Alternatively, tie the question to a scenario or concept the student already knows about to activate prior knowledge.
- Metasploit is a great example of an OST with massive proliferation. Do you think the release of Metasploit has had a net positive or net negative impact on the industry? Why?
- Mimikatz forced Microsoft to strengthen how they handle credential processing and increased awareness of credential-based attacks across some organizations. However, it’s also dramatically simplified the process of credential theft and lateral movement and has been used in numerous automated attacks. Do you think Mimikatz has had a net positive or net negative impact on the industry? Why?
These questions provide an opportunity to focus on more specific nuance of the debate and components that students haven’t yet considered.
- What types of organizations benefit most from OST release? Why?
- What types of organizations are hurt the most from OST release? Why?
- If you wrote an OST and it was used to cause significant damage to people’s lives, would you feel responsible?
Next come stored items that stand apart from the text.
PR #157, opened 2022-11-10
Indexing source files when multiple toolchains are used.

ewaterlander:
This change solves the indexing of C/C++ files when multiple toolchains are used in a single Makefile. This is for the use case in which one (Linux) gcc compiler plus one or more custom embedded C compilers (all producing ELF format binaries) are used.

To get proper indexing we need to know for each resource which toolchain was used. The sub build configuration (via extension point org.eclipse.cdt.core.buildConfigProvider) extends
StandardBuildConfiguration.java, and overrides method IToolChain (List<String> commandgetToolChain). tcMap is filled with a map of toolchains per resource. The primary toolchain keeps pointing to the gcc toolchain.

### DIFF
--- a/core/org.eclipse.cdt.core/src/org/eclipse/cdt/core/build/CBuildConfiguration.java
+++ b/core/org.eclipse.cdt.core/src/org/eclipse/cdt/core/build/CBuildConfiguration.java
@@ -106,6 +106,8 @@ public abstract class CBuildConfiguration extends PlatformObject implements ICBu
 
 	private static final List<String> DEFAULT_COMMAND = new ArrayList<>(0);
 
+	private final Map<IResource, IToolChain> tcMap = new HashMap<IResource, IToolChain>();
+
 	private final String name;
 	private final IBuildConfiguration config;
 	private final IToolChain toolChain;
@@ -308,6 +310,31 @@ public abstract class CBuildConfiguration extends PlatformObject implements ICBu
 	@Override
 	public IToolChain getToolChain() throws CoreException {
 		return toolChain;
+	}
+
+	/**
+	 * Get the toolchain based on the compiler found in the command line.
+	 * Sub-classes can override this method to set their own method for
+	 * getting the toolchain.
+	 *
+	 */
+	protected IToolChain getToolChain(List<String> command) throws CoreException {
+		return getToolChain();
+	}
+
+	/**
+	 * Get the toolchain that was used to compile this resource.
+	 *
+	 * @param resource
+	 * @return
+	 * @throws CoreException
+	 */
+	private IToolChain getToolChain(IResource resource) throws CoreException {
+		IToolChain tc = tcMap.get(resource);
+		if (tc == null)
+			return getToolChain();
+		else
+			return tc;
 	}
 
 	@Override
@@ -665,7 +692,8 @@ public abstract class CBuildConfiguration extends PlatformObject implements ICBu
 			if (celement instanceof ITranslationUnit) {
 				try {
 					ITranslationUnit tu = (ITranslationUnit) celement;
-					info = getToolChain().getDefaultScannerInfo(getBuildConfiguration(), getBaseScannerInfo(resource),
+					IToolChain tc = getToolChain(resource);
+					info = tc.getDefaultScannerInfo(getBuildConfiguration(), getBaseScannerInfo(resource),
 							tu.getLanguage(), getBuildDirectoryURI());
 					synchronized (scannerInfoLock) {
 						scannerInfoCache.addScannerInfo(DEFAULT_COMMAND, info, resource);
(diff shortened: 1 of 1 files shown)


ewaterlander:
About the code cleanliness check: I ran the standard Source > Format menu on the code, using the Eclipse built-in formatter profile.

cmorty:
@ewaterlander : You need to run `./releng/scripts/check_code_cleanliness.sh` locally. Otherwise fixing them is a PITA!

jonahgraham:
The JDT's Save Actions should have generated the correct format for the code. However over time as JDT bugs are fixed we need to update the JDT on the build machine to make sure they match as there are slight formatting changes. 

Also, some refactorings skip the save actions, if that refactoring changes the length of an identifier it leaves badly formatted code behind.

I am more than happy to accept improvements in this area. One idea that I had was to simply commit the change back to the PR rather than fail the code cleanliness check. This is easier now that we are on GitHub.

jonahgraham:
> About the code cleanliness check: I ran the standard Source > Format menu on the code, using the Eclipse built-in formatter profile.

PS - the CDT project does not use the built-in formatter profile, there is a CDT profile. But on closer inspection I see that there is also trailing whitespace on some lines. The save actions are supposed to clean that up, but sometimes they don't as there seems to be a conflict between JDT removing trailing spaces and the formatter adding trailing spaces in javadoc comments.

jonahgraham:
Anyway, don't worry about the formatting, I can fix that up before merge this time once I complete the rest of the review.

jonahgraham (commented):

Position Challenging Questions
The debate will often trend toward an extreme viewpoint thanks to group polarization effects or vocally strong personalities. Challenge that perspective by posing questions that lead to consideration of other viewpoints or may cause disorienting dilemmas.
If discussion trends toward OST release is universally bad…
- Is there a type of OST that, if developed, should be released?
- What features of OST help determine where the line is?
- If all OST releases stopped today, do you think security vendors and organizations with security teams would see an increase or decrease in the number of successful attacks?
- Are OST release restrictions a form of gatekeeping? If all OST release was banned, how might this limit newer practitioners or the distribution of knowledge?
If discussion trends toward OST release is universally good…
- Is there a type of OST that, if developed, should not be released?
- What features of OST help determine where the line is?
- The majority of businesses in the US are small businesses and don’t have their own dedicated security team. Do they benefit from OST releases? What is a scenario where OST releases could significantly hurt them?
- Consider a scenario where someone releases an OST that emulates a technique used by a structured adversary. As that tool proliferates, what impact does that have on intelligence teams seeking to perform attack attribution?
Moving Forward Questions
A complex and nuanced topic lacking much formal research means the debate shouldn’t end when class is over. Use these questions to spur deeper thought and provide more opportunities to challenge strongly held beliefs.
- How would you measure the malicious proliferation of OSTs?
- How would you measure the defensive proliferation stemming from OST releases?
- There are two extremes: unrestricted OST release and banned OST release. What intermediate steps exist between these extremes to limit damages that might occur from OST release while maximizing benefits?
- Are researchers releasing OSTs morally obligated to also release protection and detection tools/signatures/strategies?
- If you were to write a law governing OST release, what would it say? How would it be enforced? How would you measure its success?
- What features of OST would you use to assess whether it should be released?
As I wrote in the essay that accompanies this resource, the topic of offensive security tool release is nuanced, but important. The key takeaway here is that the optimal answer is probably not completely banning the release of OSTs or the unrestricted release of every form of OST. Instead, you must identify the key questions that must be answered to study and understand the topic further. As the industry collectively breaks the discussion down into more actionable components, we move toward meaningful change that isn’t a one-size-fits-all generalization.
If you use this outline and find it useful, I’d love to hear your results. This is a living document for me, so I’m also glad to incorporate other questions you find useful in facilitating your own discussion on this topic.